Can \(\mathrm{Fe}^{2+}\) and \(\mathrm{Mn}^{2+}\) be separated by precipitating \(\mathrm{FeS}(\mathrm{s})\) and not \(\mathrm{MnS}(\mathrm{s}) ?\) Assume \(\left[\mathrm{Fe}^{2+}\right]=\left[\mathrm{Mn}^{2+}\right]=\) \(\left[\mathrm{H}_{2} \mathrm{S}\right]=0.10 \mathrm{M} .\) Choose a \(\left[\mathrm{H}_{3} \mathrm{O}^{+}\right]\) that ensures maximum precipitation of \(\mathrm{FeS}(\mathrm{s})\) but not \(\mathrm{MnS}(\mathrm{s}) .\) Will the separation be complete? For \(\mathrm{FeS}, K_{\mathrm{spa}}=6 \times 10^{2} ;\) for \(\mathrm{MnS}, K_{\mathrm{spa}}=3 \times 10^{7}\).

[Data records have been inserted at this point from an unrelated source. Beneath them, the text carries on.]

PR #24, opened 2023-04-01
Test we support Julia v1.9 

nickrobinson251:
- #22

### DIFF
--- a/test/integrationtests.jl
+++ b/test/integrationtests.jl
@@ -54,34 +54,26 @@ end
 
     # warn if the path does not exist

The general form for a solubility product expression is \(Ksp = [M^z+][A^y-]\), where M is the cation, A is the anion, z and y are their charges. For FeS, \(Ksp = [Fe^{2+}][HS^-]\). Since H2S is a weak acid, the concentration of HS- can be approximated as concentration of H2S. Therefore, for FeS, \(Ksp = [Fe^{2+}][H2S]\). Similarly, for MnS, \(Ksp = [Mn^{2+}][H2S]\).

From the expressions above, it can be seen that the [H2S] needed to begin precipitation of each metal is just \(Ksp/M^{2+}\) . It is given in the problem statement that [Fe^{2+}] = [Mn^{2+}] = [H2S] = 0.1 M . We want to find a [H_{3}O^+] that ensures maximum precipitation of FeS and not MnS. Let's denote [H_{3}O^+] as h, and [HS^-] as hs. The equilibrium concentration of HS^- can be estimated using the equilibrium constant expression for the ionization of H2S in water, which is \(Kws = [HS^-][H_{3}O^+]/ [H2S]\). Substituting, we get hs = \(Kws \cdot [H2S]/ h\). As the [HS^-] need for precipitation is bigger for FeS, set hs to match the [HS^-] needed for precipitation for both ions, that is \(Ksp_{Fe}/[Fe^{2+}] = Ksp_{Mn}/[Mn^{2+}]\). Substitute into \(Kws \cdot [H2S]/ h = Ksp_{Fe}/[Fe^{2+}] \)Solving for h, we get, h = \(Kws \cdot [H2S] \cdot [Fe^{2+}]/Ksp_{Fe}\)

To evaluate if the separation is complete, compare hs needed for precipitation of FeS with that of MnS. If hs needed for MnS precipitation is larger than that of FeS, then separation is complete. On the other hand, if hs needed for MnS precipitation is smaller than that required for FeS, then separation will not be complete.